- TRY IT: Count every line in the following entries that holds the word "alex". Only the number should be given.

- DATASET:
+ + + + +

PR #215, opened 2022-04-13
"Dropdown" component - Add support for "LinkToExternal" engine component (08)

didoo:
### :pushpin: Summary

This is a draft PR to discuss (using real code) a possible solution to the problem of supporting `LinkToExternal` links in our components (these are very special kind of links, similar to the `<LinkTo>` but specific for Ember engines.

More context:
- https://github.com/hashicorp/cloud-ui/pull/2362#issuecomment-1097909966
- https://hashicorp.slack.com/archives/CPB8GS9QT/p1649868202616679

👉 Notice: if you want to test it yourself and play with the code:
- clone the repo, then do a `yarn install` in the root of the project, and then call `yarn start` in the folder `packages/components`
- this will build the dev version of the dummy website and run it as localhost (you will see the port in the CLI)
- open the localhost website and navigate to the `Dropdown` page

### :hammer_and_wrench: Detailed description

In this PR I have:
- added `ember-engines` as both _devDependency_ and _peerDependency_
  -  as suggested by Matthew Irish [in this conversation in Slack](https://hashicorp.slack.com/archives/CPB8GS9QT/p1649868722882949?thread_ts=1649868202.616679&cid=CPB8GS9QT)
  - we need both [according to the documentation](https://ember-engines.com/docs/quickstart#:~:text=A%20quick%20note%2C%20Engines%20should%20have%20ember%2Dengines%20listed%20as%20a%20devDependency%20and%20peerDependency)
- updated the `list-item/interactive` to support also a `LinkToExternal` via a `@isRouteExternal` prop
- changed one of the routes in the dropdown doc page to use an external route

🚨 **Notice**: this triggers an error in console, I suspect we need to [configure the app to support engines](https://ember-engines.com/docs/quickstart)

screenshot_1322

I am not sure how to proceed from here, is beyond my Ember knowledge.

***

### 👀 How to review

👉 Review by files changed

Reviewer's checklist:

- [ ] +1 Percy if applicable

:speech_balloon: Please consider using [conventional comments](https://conventionalcomments.org/) when reviewing this PR.

---
- To see the specific tasks where the Asana app for GitHub is being used, see below:
  - https://app.asana.com/0/0/1202122650634746
  - https://app.asana.com/0/0/1202122650634755

PR #216, opened 2022-04-14
"Interactive" generic component (01)

didoo:
### :pushpin: Summary

While working on the HDS components, me and @MelSumner we've found ourselves writing over and over the same "logic" to handle the different ways to declare a `link` vs a `LinkTo` vs a `button` in Ember ([here one of the last examples](https://github.com/hashicorp/design-system/pull/160/commits/23836021ef7cedfe55b5b9f8a5b40f3fdcbe7da5)). 

This is the TLDR of the "logic" (this is pseudo-code, the actual implementation in code is slightly different)

```
{{#if @route}}
  {{#if @isRouteExternal}}
    <LinkToExternal>
  {{else}}
    <LinkTo>
  {{/if}}
{{else if @href}}
  {{#if @isHrefExternal}}
    <a target="_blank" rel="noopener noreferrer">
  {{else}}
    <a>
  {{/if}}
{{else}}
  <button/>
{{/if}}
```

The intent of this PR is to create a generic, reusable, "utility" component (almost headless) to centralize this logic in a single place, and abstract it away from the actual UI components.

#### Where it will be used?
At the moment we expect to use it in these components:
- `button`
- `dropdown/list-item/interactive`
- `link-standalone`
- `link-inline` (coming soon)

but is likely that most of all the future interactive components/elements will use it as well.

#### ...but wait, why use `@href` as argument/prop and not just `href` attribute?

We can't support the direct use of the `href` HTML attribute because we need to rely on the `@href` Ember argument to differentiate between different types of generated output (see the "logic" above).

In this PR I have:
- added a generic`Hds:Interactive` component
  - under one single component it handles the generation of `<button>` / `<a>` / `<a target="_blank" rel="noopener noreferrer">` / `<LinkTo>` / `<LinkToExternal>` conditionally, depending on the `@href` / `@route` / `@isHrefExternal` / `@isRouteExternal` arguments passed 
  - no styling applied, is just a "utility" component that abstract the logic above in a single place (we are using it over and over in our components) - the styling will be applied via CSS classes that will be applied to the instance (and its children) in the context where it's used
- updated the `dropdown/list-item/interactive` to use the new `Hds::Interactive` generic component
- added the documentation page ([preview here](https://hds-components-git-spike-interactive-generic-c-6d4c05-hashicorp.vercel.app/utilities/interactive))
- added the integration tests

### 🤔 Things to decide/discuss

- [ ] how do we call this component? `interactive`? `action`? something else?
- [ ] what do we do with the `LinkToExternal`?
   - see #215 and the Slack threads linked in that PR

***

### 👀 How to review

👉 Review by files changed

Reviewer's checklist:

- [ ] +1 Percy if applicable


packages/components/addon/components/hds/interactive/index.hbs
```diff
@@ -0,0 +1,34 @@
+{{#if @route}}
+  {{#if @isRouteExternal}}
+    <LinkToExternal
```
Dhaulagiri, line 3: [question] there was some discussion over whether or not we'd need to add `ember-engines` as a dep to support this, but is my interpretation here correct that this code path will only happen if folks opt into it by passing `@isRouteExternal` meaning only apps that use engines will ever go down this path hence there isn't a big problem to solve?

didoo: Yes. In all my tests, this works. But would be great to have feedback from the Cloud UI/TCE engineers (and more experienced Ember devs) on this, if it's an acceptable way to support external links without having to introduce engines in the design system ember setup/configuration.

Dhaulagiri: That seems logical to me and an "easy" way to solve what I thought might be pretty hard to figure out, but would be good to confirm like you said.

noelledaley:
Just dropping in my note from the RFC ~

nice, i do think it'd be quite useful to combine the link components here (and including the LinkToExternal in that as well). The main thing i'd want to make sure is enforced is that consumers can intuitively pass in a `@route` or `@href` and receive a warning if they try to pass in a @route that should be an @href (i.e. passing in @route='https://foo.com' should not be allowed). i don't necessarily know if anyone would do this, but i think our design system components should make it easy to do the correct thing and not allow developers to mix up params unintentionally.

didoo:
@noelledaley a question about your proposal, in particular re. the `@route/@href` validation:
- I don't see it done in Structure or in Cloud UI so I wonder why it would be necessary: have you or others met this problem in real code?
- I would imagine this would mean do some kind of strange validation via regex:
  - validate the `@href` against any possible valid URL (not so simple)
    - what if for some reasons actually in the product there are special cases in which the `@href` parameter is not a standard one?
    - validate the `@route` parameter against... ? not sure how we could properly validate this: what is a valid _route_ in Ember? afaik is a string, but what regex or validation would you have in mind (and the one you're suggesting is a non-validation: everything that is not a URL then is valid?)
- when I try to use a non valid route in the the `LinkTo` component, Ember throws an error: would it not be enough in this case?

noelledaley:
@didoo nope, we haven't encountered that problem, it was just something that i could see someone accidentally doing. as long as the Ember error coming from and invalid route isn't swallowed i think that should be plenty. thanks for considering the idea!

didoo:
@MelSumner as discussed yesterday, I have added the handling of the `@isHrefExternal` (defaults to `true`) for the `<a>` links. You can see the commits here https://github.com/hashicorp/design-system/pull/216/commits/e12dd4474cd4869998f6e3b5c8bf881a1ae8b8fa and here https://github.com/hashicorp/design-system/pull/216/commits/3544a8ddf8c17a41d2eeaf770b85222b5a810d7e.

packages/components/addon/components/hds/interactive/index.hbs
```diff
@@ -0,0 +1,41 @@
...
+    <a target="_blank" rel="noopener noreferrer" ...attributes href={{@href}}>
+      {{yield}}
+    </a>
+  {{else}}
+    <a ...attributes href={{@href}}>
+      {{yield}}
+    </a>
+  {{/if}}
+{{else}}
+  <button type="button" ...attributes>
```
alex-ju, line 38: I like that we set this by default to `type="button"` to prevent accidental form submissions

alex-ju (commented):
As far as my understanding of `LinkTo` and `LinkToExternal` goes at the moment, this makes sense to me. No suggestions for improvements from my side, I'm afraid.

MelSumner (approved):
Tentative about this one but let's explore how it works!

+ + + + +

- EXERCISE ANSWER: 2